Stored data entries:
Issue #1193, opened 2022-09-17
Add option to specify healthcheck port for agent


tandav:
### Clear and concise description of the problem

I see that now port 3000 is hardcoded for local agent:

https://github.com/woodpecker-ci/woodpecker/blob/531bdf5bd2d1bb0f6194011de2dce21a02991d70/cmd/agent/agent.go#L92

### Suggested solution

add option to specify port in `.env` file like this:

```
WOODPECKER_AGENT_PORT=3001
```

anbraten:
Just for my interest: Why do you need to change that port of the healthcheck. Isn't the health-endpoint only used in container systems (docker, kubernetes) where you map the port internally?

tandav:
I want to run local agent on a machine where port 3000 is already taken (by gitea in my case). 
When I run agent I get an error:

```sh
./woodpecker-agent
{"level":"error","time":"2022-09-17T20:02:01+03:00","message":"can not listen on port 3000: listen tcp :3000: bind: address already in use"}
```

anbraten:
For local deployments you can just disable the healthcheck endpoint with `WOODPECKER_HEALTHCHECK=false`

tandav:
thank you, I'll close the issue

6543:
I still think it should not be hardcoded

PR #1197, opened 2022-09-18
Make healthcheck port configurable

qwerty287:
Closes https://github.com/woodpecker-ci/woodpecker/issues/1193

### DIFF
--- a/cmd/agent/agent.go
+++ b/cmd/agent/agent.go
@@ -90,7 +90,7 @@ func loop(c *cli.Context) error {
 
 	if c.Bool("healthcheck") {
 		go func() {
-			if err := http.ListenAndServe(fmt.Sprintf(":%s", c.String("healthcheck-port")), nil); err != nil {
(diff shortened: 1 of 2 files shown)


cmd/agent/agent.go
```diff
@@ -89,7 +90,7 @@ func loop(c *cli.Context) error {
 
 	if c.Bool("healthcheck") {
 		go func() {
-			if err := http.ListenAndServe(":3000", nil); err != nil {
+			if err := http.ListenAndServe(fmt.Sprintf(":%s", c.String("healthcheck-port")), nil); err != nil {
```
6543, line 93:
```suggestion
			if err := http.ListenAndServe(fmt.Sprintf(":%d", c.Int("healthcheck-port")), nil); err != nil {
```
?

6543 (approved):

lafriks:
imho healthcheck should also use addr format to allow specify also IP address to listen on as currently it will listen on all interfaces otherwise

(WORK TASK): Pick from the records each line that contains the word "healthcheck" and show it.

(ANSWER TO THE PROBLEM):
Add option to specify healthcheck port for agent
Just for my interest: Why do you need to change that port of the healthcheck. Isn't the health-endpoint only used in container systems (docker, kubernetes) where you map the port internally?
For local deployments you can just disable the healthcheck endpoint with `WOODPECKER_HEALTHCHECK=false`
Make healthcheck port configurable
 	if c.Bool("healthcheck") {
-			if err := http.ListenAndServe(fmt.Sprintf(":%s", c.String("healthcheck-port")), nil); err != nil {
 	if c.Bool("healthcheck") {
+			if err := http.ListenAndServe(fmt.Sprintf(":%s", c.String("healthcheck-port")), nil); err != nil {
			if err := http.ListenAndServe(fmt.Sprintf(":%d", c.Int("healthcheck-port")), nil); err != nil {
imho healthcheck should also use addr format to allow specify also IP address to listen on as currently it will listen on all interfaces otherwise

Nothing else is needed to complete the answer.